The Centre today reached an agreement with those protesting for medical relief for the Bhopal gas tragedy victims and environmental recovery of the site of the Union Carbide plant from where the gas leak had occurred in 1984.

The organisations representing the victims today announced that they would call off their three-month-old agitation tomorrow. This was after the government agreed to form an autonomous commission to take care of medical, social and environmental grievances of the victims as well as the contamination of ground water by the toxic waste that has been dumped at the site.

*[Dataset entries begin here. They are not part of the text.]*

Issue #97, opened 2014-12-24
Native read/write primitive to strings.


JakeWharton:
`int` and `long` with radix. Any others? Naming convention?

PR #98, opened 2014-12-25
Add support for reading and writing longs as stringy values.

JakeWharton:
Refs #97.

Use it. Or don't. Was good fun writing/exploring the many ways to do these things.

### DIFF
--- a/okio/src/main/java/okio/Buffer.java
+++ b/okio/src/main/java/okio/Buffer.java
@@ -45,6 +45,9 @@ import static okio.Util.reverseBytesLong;
  * This class avoids zero-fill and GC churn by pooling byte arrays.
  */
 public final class Buffer implements BufferedSource, BufferedSink, Cloneable {
+  private static final byte[] DIGITS =
+      { '0', '1', '2', '3', '4', '5', '6', '7', '8', '9', 'a', 'b', 'c', 'd', 'e', 'f' };
+
   Segment head;
   long size;
 
@@ -405,6 +408,119 @@ public final class Buffer implements BufferedSource, BufferedSink, Cloneable {
 
   @Override public long readLongLe() {
     return Util.reverseBytesLong(readLong());
+  }
+
+  @Override public long readDecimalLong() {
+    if (size == 0) throw new IllegalStateException("size == 0");
+
+    // This value is always built negatively in order to accommodate Long.MIN_VALUE.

Union Minister of Chemicals and Fertilisers Ram Vilas Paswan will tomorrow announce the government’s willingness to continue to demand the compensation amount from the company. Dow has been refusing to accept responsibility.

However, the end of the agitation, being carried out from New Delhi, will hardly be the end of troubles for Dow Chemicals as most agitating groups will now put their weight behind a Dow Quit India agitation, to be launched from Pune on August 9. Dow’s R&D centre in a village in Chakan, Pune, was recently razed by Warkaris, the devotees of Sant Tukaram.

The sect, which has thousands of followers in Maharashtra, owned up to the offence and has vowed to oust Dow from Pune. The agitation, beginning in Pune, will have 100,000 Warkaris joining on the first day, says Sarangi. Dow Chemicals continues to maintain that it is being targeted for no reason.

“For 16 years, the National Chemical Laboratory has been functioning in Pune and that was what prompted Dow to set up its R&D centre in Pune. It is unfortunate that the villagers are being misled,” said a spokesperson for the company.